We arrived at Trepot in the blackest night that I remember, after six hours of an interminable trip and in wretched weather. The wind from the sea chilled us to the bone and swept over the deserted quay with weird sounds of lamentation. We met only a watch-man, wrapped in his cloak and hood, who paced the banks of the canal. Not a cab, of course. A few gas jets, trembling in their glass globes, reflected their light in the mud puddles formed by the falling rain. We heard in the distance the clicking noise of the little wooden shoes of some Trepot woman who was out late. That we did not fall into a huge watering trough was due to the fact that we were warned by the hoofs of a stray horse, which passed that way to drink. I walked behind Rouletabille, who made his way with difficulty in this damp obscurity. However, he appeared to know the place, for we finally arrived at the door of a queer little inn, which remained open during the early spring for the fishermen. Rouletabille demanded supper and a fire, for we were half starved and half frozen.
“Ah, now, my friend,” I said, when we were settled after a fashion. “Will you condescend to explain to me what we have come to look for in this place, aside from rheumatism and pneumonia?”
But Rouletabille, at this moment, coughed and turned toward the fire to warm his hands again.
“Oh, yes,” he answered. “I am going to tell you. We have come to look for the perfume of the Lady in Black.”
This phrase gave me so much to think about that I scarcely slept at all that night. Besides, the wind howled continuously, sending its wails over the water, then swallowing itself up in the little streets of the town as if it were entering corridors. I heard someone moving about in the room next to mine, which was occupied by my friend; I arose and tried his door. In spite of the cold and the wind, he had opened the window, and I could see him distinctly waving kisses toward the shadows. He was embracing the night.

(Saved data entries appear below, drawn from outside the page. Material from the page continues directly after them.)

PR #1124, opened 2026-09-18
Fix null properties when sorting module flow nodes

LakshanWeerasinghe:
## Purpose
Fix `flowDesignService/getModuleNodes` failing for projects containing a module-level durable agent and HTTP clients, so module connections and variables can be discovered successfully.

Fixes https://github.com/wso2/product-integrator/issues/2481

## Root cause
The durable-agent declaration handler in `CodeAnalyzer` emits an `EVENT_START` node before the agent box. The start node has no property map. Module-node discovery reuses this analyzer and takes its first generated node, allowing the start node into the lists that are sorted by variable name.

The comparator evaluated `node.properties().get(Property.VARIABLE_KEY)` before `Optional.ofNullable` could handle the result, causing a null-pointer exception when `properties()` was null.

## Approach
Use `FlowNode.getProperty`, which safely handles a missing property map, and handle missing variable properties or values with an empty sorting key. Reuse the same comparator for flow-model connections.

## Automation tests
Added an integration fixture to the existing data-driven `ModuleNodesTest` suite, without adding Java test code. The minimal Ballerina project includes a durable agent, model provider, activity, two module-level HTTP clients, and another module variable to exercise sorting. The JSON config checks the complete returned flow model, including client node kinds and ordering.

## Recording

https://github.com/user-attachments/assets/82746cc1-2787-41ef-a161-34dbd03f6ae5

## Summary

- Improve `getModuleNodes` stability when a module-level durable agent produces a node without properties.
- Use `FlowNode.getProperty` with an empty-string fallback when sorting nodes by variable name.
- Reuse the comparator for flow-model connections.
- Add an integration fixture covering durable agents, model providers, activities, HTTP clients, and module variables.
- Validate the returned flow model and node ordering through `ModuleNodesTest`.
- Test results: The existing suite passes with the provided Gradle command.


madushajg (approved):

samithkavishke (approved):
LGTM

I closed the door again and went quietly back to bed. Early in the morning I was awakened by a changed Rouletabille. His face was distorted with grief as he handed me a telegram which had come to him at the Bourg, having been forwarded from Paris, in accordance with the orders that he had left.
Here is the dispatch:
“Come immediately without losing a minute. We have given up our trip to the Orient, and will join M. Stangerson at Mentone, at the home of the Rances at Rochers Rouges. Let this message remain a secret between us. It is not necessary to frighten anyone. You may pretend that you are on your vacation, or make any other excuse that you like, but come. Telegraph me general delivery, Mentone. Quickly, quickly, I am waiting for you. Yours in despair—Darzac.”
CHAPTER III
THE PERFUME
“Well!” I cried, leaping out of bed. “It doesn’t surprise me!”